The National Association of Home Builders and Wells Fargo Housing Market Index, measuring builder confidence, rose five points to 90 in November – the highest score the series has ever recorded since its inception 35 years ago and the third month in its history the score broke 80. Based on a scale from zero to 100, the index gauges builder perceptions of current single-family home sales and sales expectations for the coming six months.

In November, all HMI indices, including current sales conditions, sales expectations and traffic of prospective buyers posted their highest readings ever, the release said.
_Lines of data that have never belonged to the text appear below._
PR #1059, opened 2019-07-18
clarify No Maintenance Mode (bsc#1108818)

csymons-suse:
Crowbar operations guide indicates No Maintenance Mode. This is
misleading. Individual components and services can be put into
maintenance mode.

### DIFF
--- a/xml/soc-operations-maintenance.xml
+++ b/xml/soc-operations-maintenance.xml
@@ -25,14 +25,21 @@
    nodes. Patches that do not require a reboot will not cause a service
    interruption. If a patch (for example, a kernel update) requires a reboot
    after the installation, services running on the machine that is rebooted
-   will not be available within &cloud;.  Therefore it is strongly recommended
-   to install those patches during a maintenance window.
+   will not be available within &cloud;.  Therefore, we strongly recommend
+   installing those patches during a maintenance window.
   </para>
   <note>
-   <title>No Maintenance Mode</title>
+   <title>Maintenance Mode</title>
    <para>
-    As of &productname; 8, it is not possible to put
-    &cloud; into <quote>Maintenance Mode</quote>.
+    As of &productname; 8, it is not possible to put your entire &cloud; into
+    <quote>Maintenance Mode</quote> (such as limiting all users to read-only
+    operations on the control plane), as &ostack; does not support
+    this. However when &pacemaker; is deployed to manage HA clusters, it should
+    be used to place services and cluster nodes into <quote>Maintenance
+    Mode</quote> before performing maintenance functions on them. For more
+    information, see <link
+    xlink:href="https://www.suse.com/documentation/sle_ha/singlehtml/book_sleha/book_sleha.html#cha.ha.configuration.gui">&sle;
+    High Availability documentation</link>.
    </para>
   </note>
   <variablelist>


xml/soc-operations-maintenance.xml
```diff
@@ -31,8 +31,11 @@
   <note>
    <title>No Maintenance Mode</title>
```
aspiers: This title should be changed since there *is* a maintenance mode, but at the Pacemaker level rather than in OpenStack.

xml/soc-operations-maintenance.xml
```diff
@@ -31,8 +31,11 @@
...
    <para>
-    As of &productname; 8, it is not possible to put
-    &cloud; into <quote>Maintenance Mode</quote>.
+    As of &productname; 8, it is not possible to put your entire
+    &cloud; into <quote>Maintenance Mode</quote>, as operations at this level
+    are <literal>read-only</literal>. Services and elements must be put into
```
aspiers: Operations in OpenStack are not read-only so this is not quite right, but I can see where the misunderstanding came from.  In https://bugzilla.suse.com/show_bug.cgi?id=1108818#c0 I wrote:

> My best guess is that it refers to the fact that OpenStack *itself* has no concept of maintenance mode (e.g. allowing only read-only operations on the cloud state / underlying database).

The bit in parentheses was an example of what a maintenance mode in OpenStack *might* provide if it was implemented in the future, not a description of the status quo.

Here is my suggestion for this paragraph:

```xml
It is not possible to put your entire &cloud; into <quote>Maintenance
Mode</quote> (e.g. limiting all users to read-only operations on the
control plane), as OpenStack does not yet support this.  However when
Pacemaker is deployed to manage HA clusters, it should be used to place
the services and cluster nodes it owns into <quote>Maintenance Mode</quote>
before performing maintenance functions on them.  See [INSERT LINK
TO RELEVANT SECTION OF HA GUIDE] for more details on how to do this.
```

xml/soc-operations-maintenance.xml
```diff
@@ -29,13 +29,17 @@
...
-    are <literal>read-only</literal>. Services and elements must be put into
-    <quote>Maintenance Mode</quote> separately to perform maintenance
-    functions.
+    As of &productname; 8, it is not possible to put your entire &cloud; into
+    <quote>Maintenance Mode</quote> (such as limiting all users to read-only
+    operations on the control plane), as &ostack; does not support this.
+    However when &pacemaker; is deployed to manage HA clusters, it should be
+    used to place services and cluster nodes into <quote>Maintenance
+    Mode</quote> before performing maintenance functions on them. For more
+    detail, see <link
```
asettle:
```suggestion
details, see <link
```

xml/soc-operations-maintenance.xml
```diff
@@ -29,10 +29,17 @@
...
    <para>
-    As of &productname; 8, it is not possible to put
-    &cloud; into <quote>Maintenance Mode</quote>.
+    As of &productname; 8, it is not possible to put your entire &cloud; into
+    <quote>Maintenance Mode</quote> (such as limiting all users to read-only
+    operations on the control plane), as &ostack; does not support this.
+    However when &pacemaker; is deployed to manage HA clusters, it should be
+    used to place services and cluster nodes into <quote>Maintenance
+    Mode</quote> before performing maintenance functions on them. For more
+details, see <link
```
aspiers: Ah my bad, missing indentation.

```suggestion
    details, see <link
```

aspiers:
Sorry, looks like the 4 commits need squashing into one and then force-pushing, but I don't have permissions to do that here.

csymons-suse:
squashed, regex-certified. I disagree about "detail" vs "details". It can be "for details" or "for more detail". "For more details" doesn't sound right. Won't change. Seems like a trivial thing for the effort that it created.

csymons-suse:
detail/details bugged me. The more I thought about it the more nonsensical it became. Changed to "information". Please re-re-approve.

asettle:
> detail/details bugged me. The more I thought about it the more nonsensical it became. Changed to "information". Please re-re-approve.

Okay, I'm glad it wasn't just me. I agree that "details" seemed weird, but for some reason I couldn't get behind "detail" either. "information" works perfectly. Cheers.

PR #1072, opened 2019-07-23
add image-volume cache instructions for SES (bsc#1140663)

csymons-suse:
image-volume caches must be enabled in configuration


csymons-suse:
needs review from Andreas Mach

PR #1092, opened 2019-08-01
SOC-8980: Moving new sections in CLM install guide

asettle:
The three sections do not fall under UI verifications. Moving to post-installation section where the other verification section is.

In fact, current sales conditions jumped all the way to 96 – a nearly perfect score.

Regionally, the West showed the greatest promise, with builder confidence in the three-month moving averages jumping up four points to 96. The South also climbed four points to 86, while the Northeast gained two points to 83. The Midwest increased six points to 75, however, regional confidence gains slowed for the third month in a row since August’s double-digit spikes as builder confidence levels near their upper limit.
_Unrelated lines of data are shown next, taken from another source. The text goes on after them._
PR #1095, opened 2019-08-01
add ardana prompt, add ardana-init step (bsc#1143310)

csymons-suse:
Commands need to be run as user ardana.
User ardana is created with ardana-init.

### DIFF
--- a/xml/installation-preparing-standalone.xml
+++ b/xml/installation-preparing-standalone.xml
@@ -116,7 +116,7 @@
  </itemizedlist>
  </section>
  <section>
-  <title>Configuring a Stand-Alone Deployer</title>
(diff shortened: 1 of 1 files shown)


rtamalin:
FYI the ardana user account is created, if it doesn't already exist, as a result of installing the base `ardana` package which happens as a result of installing the Cloud pattern, not when the `ardana-init` command is run... Aspects of the ardana user account will be setup/updated by running ardana-init, but a skeletal account will already have been created, if needed, by the `ardana` package being installed

csymons-suse:
The content added at line 137 is the same as http://docserv.nue.suse.com/documents/SUSE_OpenStack_Cloud_9/suse-openstack-cloud-deployment/single-html/ 21.1 Prepare for Cloud Installation

PR #1091, opened 2019-08-01
SOC-8946: Update Ovsvapp install docs

asettle:
Two of three items within the bug have been updated, one more requires further clarification.

PR #1103, opened 2019-08-06
Update Ovsvapp install docs (SOC-8946)

asettle:
Two of three items within the bug have been updated, one
more requires clarification.

### DIFF
--- a/xml/config-ansible_playbook.xml
+++ b/xml/config-ansible_playbook.xml
@@ -44,14 +44,17 @@
    </para>
   </listitem>
  </itemizedlist>
- <para>
-  In order to execute the playbook from the &clm;, the
-  <literal>python-networking-vsphere</literal> package must be installed.
- </para>
- <screen>&prompt.sudo;zypper install python-networking-vsphere</screen>
- <para>
-  Run the playbook:
- </para>
+<para>The <filename>neutron-create-ovsvapp-resources.yml</filename> playbook is
+  not set up by default. In order to execute the playbook from the &clm;, the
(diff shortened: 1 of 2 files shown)


asettle:
Related to: https://github.com/SUSE-Cloud/doc-cloud/pull/1091

xml/config-ansible_playbook.xml
```diff
@@ -44,25 +44,28 @@
...
+ <step>
+   <para>Run the playbook:</para>
  <screen>&prompt.ardana;ansible-playbook neutron-create-ovsvapp-resources.yml \
 -i hosts/verb_hosts -vvv -e 'variable_host=localhost
 vcenter_username=<replaceable>USERNAME</replaceable>
 vcenter_encrypted_password=<replaceable>ENCRYPTED_PASSWORD</replaceable>
 vcenter_ip=<replaceable>IP_ADDRESS</replaceable>
 vcenter_port=443
 vc_net_resources_location=<replaceable>LOCATION_TO_RESOURCE_DEFINITION_FILE</replaceable>
-'
```
csymons-suse: The lonely single quote on line 62 is puzzling. It looks odd to have a single quote (maybe an opening quote) in line 56/59 with no (possible) closing quote. 

Perhaps `variable_host=localhost` belongs on a new line as the first line of the playbook output? Or is `variable_host=localhost` part of the playbook command? I dunno.
Are the quotes part of the output? Are they part of the command?

asettle: In the read == removed. I accidentally added it (rushing and pressing buttons?) so it's gone now. But yes, totally understandable concern but totally gone.

PR #1117, opened 2019-08-12
MANAGEMENT network group cannot be changed, is required (SOC-10106)

csymons-suse:
MANAGEMENT network group name is not just a good idea. Must be in
upper case, cannot be changed.


jeremy-moffitt:
@rktidwell should we be including this note in Cloud 8? I'm assuming only Cloud 9 for now, with the alternate information from https://jira.suse.com/browse/SOC-10150 going into the Cloud 8 docs

PR #1120, opened 2019-08-13
add workaround for partition image resize (bsc#1145498)

csymons-suse:
deployment documentation covers ISO image size exceeding
free space. Add instructions for increasing /tmp size for
partition images.


csymons-suse:
rendered version:
Screen_partition-image-resize

PR #1124, opened 2019-08-19
add requirement for dummy entries in servers.yml (bsc#1146206)

csymons-suse:
when servers are imaged with user-provided tooling, dummy entries
must be entered in servers.yml to prevent cobbler-deploy.yml failure


csymons-suse:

It’s important to note, 69% of November’s responses were received before the presidential election was called on Nov. 7. According to the NAHB, the election results, and their future impacts on housing market conditions, will be more fully reflected in December’s HMI report.

“Another record high for the HMI reflects that housing is a bright spot for the economy,” said NAHB chief economist Robert Dietz. “However, affordability remains an ongoing concern, as construction costs continue to rise and interest rates are expected to move higher as more positive news emerges on the coronavirus vaccine front.

“In the short run, the shift of housing demand to lower density markets such as suburbs and exurbs with ongoing low resale inventory levels is supporting demand for home building,” Dietz said.

That ongoing suburban shift, coupled with record low interest rates and favorable demographics, is exactly what spurred such an influx of demand and pushed new home sales up 17% year-over-year, NAHB chairman Chuck Fowke said.

“Though builders continue to sign sales contracts at a solid pace, lot and material availability is holding back some building activity. Looking ahead to next year, regulatory policy risk will be a key concern given these supply-side constraints.”

According to National Association of Realtors Chief Economist Lawrence Yun, median home prices are rising “much too fast” and suggests transforming raw land into developable lots and new supply are clearly needed to help tame the home price growth.

But it’s not just availability of land that’s causing the pressure. An October report from the NAHB revealed because of the spike over the last several months, lumber prices have soared 120% since mid-April, but are down 20% since mid-September. The Bureau of Labor Statistics estimates roughly $16,000 has been added to the price of a typical new single-family home because of the lumber price increase.

On Oct. 20, the NAHB, along with 100 members of Congress, sent a letter to President Donald Trump that asked the administration “to bring all stakeholders to the table and work to find a solution to address lumber scarcity and subsequent price spikes that ensures everyone’s needs are met.”